無残が復活します。まるで悪夢の始まりかのようです。復活の場面も劇的なカットで描かれます。
無残復活を輝利哉様が察知し、復活の直前に全隊士に「無残に近づくな!待機命令だ!」というような司令を出します。ところが平隊士が復活前の、大きな心臓のようなさなぎ状の無残を見つけてしまう。隊士が話していると次の瞬間にさなぎ状の心臓から空中高く飛び出した無残が対したちを見つめる場面が描かれていて……。次に無残が腕を一振り…。そして圧倒的速さで隊士全員がやられる……。このあたりの緊張感とスピード感は圧巻です。これを動きのない漫画で表現できる作者の構成力と画力に感嘆しました。
無残の側から見た論理 「しつこい」「異常者」
無残の側から見た鬼狩りたちに対する論理が展開されたのが意外でした。
無残はこう言います。
- しつこい
- 鬼狩りは異常者
無残の論理からすると”世間の大多数の人は常識人→だからしつこくない(諦めて日銭を稼ぐ生活に戻る)”。
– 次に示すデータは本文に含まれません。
PR #2478, opened 2018-04-12
[INFINITY - 2985] backport isolation to sdk 0.40

kvish:


kvish:
backport requires a change in the conditional structure due to useDefaultExecutor flag which no longer exists in master

PR #2480, opened 2018-04-14
DCOS-29245 Reservation discipline: limit simultaneous reservations

nickbp:
Adds support for reservation disciplines, which limits the number of services that may be reserving resources at the same time. This reduces the risk of a deadlock when multiple services are simulatenously consuming available resources. For example, imagine two services which each wanted 51% of the cluster's CPU. By default, this setting is disabled (no limit on services reserving in parallel), but operators may enable it in accordance with any quota configuration they may have.

At the moment, services return `RESERVING` for their entire deploy plan, so this isn't very efficient when  enabled, but again it's disabled by default for now. A separate PR will update the per-service deployment logic into footprint+launch stages, where `RESERVING` would only be advertised during the relatively fast footprint stage, and the launch of tasks into that footprint would instead be advertised as `RUNNING`.


sdk/scheduler/src/main/java/com/mesosphere/sdk/scheduler/multi/OfferDiscipline.java
```diff
@@ -0,0 +1,44 @@
...
+/**
+ * Interface used by {@link MultiServiceEventClient} to enforce the services which should or shouldn't be receiving
+ * offers.
+ */
+public interface OfferDiscipline {
+
+    /**
+     * Default implementation for creating an instance, based on the {@link SchedulerConfig}.
+     */
+    public static OfferDiscipline create(SchedulerConfig schedulerConfig, Persister persister) {
```
benclarkwood: I'd rather this logic not reside in the interface from which all disciplines will ultimately inherit.

It looks like we call this only in the Main.java for Hello World. Can you move it there?

sdk/scheduler/src/main/java/com/mesosphere/sdk/scheduler/multi/ReservationDiscipline.java
```diff
@@ -0,0 +1,127 @@
...
+        this.reservingMax = reserveLimit;
+        this.selectionStore = selectionStore;
+        this.selectedReservingServices = Optional.empty();
+    }
+
+    /**
+     * Prunes any entries from the persister for services which no longer exist.
+     */
+    @Override
+    public void updateServices(Collection<AbstractScheduler> services) throws PersisterException {
```
benclarkwood: What happens if the MultiService is running with `reservingMax == 10`, 10 services are persisted as reserving, the MultiService is restarted and `reservingMax == 5`?

I think we need to truncate the stored list in that case, no?

sdk/scheduler/src/main/java/com/mesosphere/sdk/scheduler/multi/OfferDiscipline.java
```diff
@@ -0,0 +1,44 @@
...
+    public void updateServices(Collection<AbstractScheduler> services) throws Exception;
+
+    /**
+     * Returns whether the specified service should be provided with offers, based on its status response.
+     *
+     * @param statusResponse the status response returned by the service
+     * @param service the active service
+     * @return whether to provide the service with offers
+     */
+    public boolean offersEnabled(ClientStatusResponse statusResponse, AbstractScheduler service);
```
benclarkwood: Is it possible to drop the need for updateServices?

We could track for the user what services they've said should be receiving offers. We could supply it to them in offersEnabled.

e.g. `public boolean offersEnabled(ClientStatusResponse statusResponse, AbstractScheduler candidate, ImmutableSet<AbstractScheduler> receiving)`

Otherwise the user has to use the two methods together perfectly (and keep track of... something). Smells of the annoying tracking of things mesos doesn't do.

nickbp:
(remaining failure in hello-world was due to the known mesos crash bug)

対して、”鬼狩りは異常者→だからしつこい”というわけです。
中々ショッキングな見方ですよね。だって、我々読者から見たら鬼は人を撮って食うし残虐だし悪物で鬼狩りはその鬼を退治して人を守ってくれる正義の味方。ヴィジュアルで見ても鬼はおぞましい姿をしている一方鬼狩りは人間だし。
でも無残は言います。鬼に食われたのは天変地異にあったのと同じで受けいれるしかないんだと。多くの人は鬼に食われたことを受け入れて、生き残ったことで満足し、残りの人生を生きていくと。
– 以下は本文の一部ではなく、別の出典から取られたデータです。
PR #2481, opened 2018-04-16
[INFINITY-2985] Isolation support for elastic search

kvish:
Consume isolation in elastic search pods


frameworks/elastic/universe/config.json
```diff
@@ -124,6 +124,11 @@
           "type": "number",
           "default": 1.0
         },
+        "isolation": {
+          "description": "boolean flag to control isolation",
```
elezar: Would "Enable node isolation" not be a better description?

benclarkwood:
(Also, please include the ticket # in the PR title, e.g. `[PROJECT-####] Title`

frameworks/elastic/universe/config.json
kvish: we arent templating this so this will be removed anyway

PR #2483, opened 2018-04-17
[INFINITY-3520] Make Kafka ciphers configurable and have a secure default.

mpereira:
This PR adds plumbing for a new configuration for TLS cipher suites: `service.security.transport_encryption.ciphers`. That value is plumbed directly to Kafka's `server.properties` `ssl.cipher.suites` configuration.

~However, Kafka doesn't seem to be accepting the current default configuration value. It is a comma-separated list of cipher suite names prefixed with `TLS_`. I added the prefix after seeing it on a couple of places. I've tried it without the prefix too, to no avail. If `service.security.transport_encryption.ciphers` is left blank Kafka accepts connections with the 21 ciphers we saw before. The [documentation](http://kafka.apache.org/documentation/#brokerconfigs) isn't very specific and doesn't provide example values.~

~I've tried:~
~- With `TLS_` prefix, separated by dashes. e.g.: `TLS_AES128-GCM-SHA256,...`~
~- Without `TLS` prefix, separated by dashes. e.g.: `AES128-GCM-SHA256,...`~
~- With `TLS_` prefix, separated by underscores. e.g.: `TLS_AES128_GCM_SHA256,...`~
~- Without `TLS` prefix, separated by underscores. e.g.: `AES128_GCM_SHA256,...`~

~I'll look into this tomorrow morning unless someone feels like taking a swing at it. The added test is currently failing due to the above.~

~Examples of configuring `ssl.cipher.suites` in the wild:~
~- https://github.com/Shopify/sarama/issues/643#issuecomment-216505536~
~- https://phabricator.wikimedia.org/T182993#3855423~


mpereira:
I found out the issue. OpenSSL and the JVM use different names for cipher suites:
- https://docs.oracle.com/javase/7/docs/technotes/guides/security/StandardNames.html#ciphersuites
- https://testssl.sh/openssl-rfc.mapping.html

mpereira:
Surprisingly enough, Java is following the standard in this case!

なるほど。言われてみればそうだと、私も無残の論理に納得しそうになりました。無残め、力が強いだけでなく、論理も駆使して思考の隙もついてくるのかと。(しかもイケメンだし。)中々やるじゃん。足るを知る人生こそ幸福への道、と、幸福論や人生論まで説いてくるわけですよ。圧倒的悪者なのに。なんでしょう、この、あたかも賢者のような知的マウンティングは。現実社会でも、悪い事をしようとしている人でも論理を駆使しようとする人はいるようです。でも、いくら論理は正しくても、それが正しいとは限りません。論理は後付でいくらでもいじることが出来る、ということが結構あります。重要なのは、話し手は何を目的としてその論理という道具を使おうとしているかです。そうです。論理はあくまでも道具に過ぎません。その論理というもっともらしく知的に見える道具を使って、話し手はどういう効果をもたらそうとしているか、そこを見抜く目といいますか、感覚といいますか、嗅覚のような、本当の意図を見抜く力が必要になってくるわけですね(炭治郎で言えば嗅覚、伊之助で言えば触覚、カナヲで言えば視覚、がそれらを比喩していると思います)。この無残との場面で無残が意図していたことは何でしょうか?はっきりとは書かれていませんので私の想像にすぎませんが、炭治郎達の心に迷いを生じさせることだったのではないでしょうか。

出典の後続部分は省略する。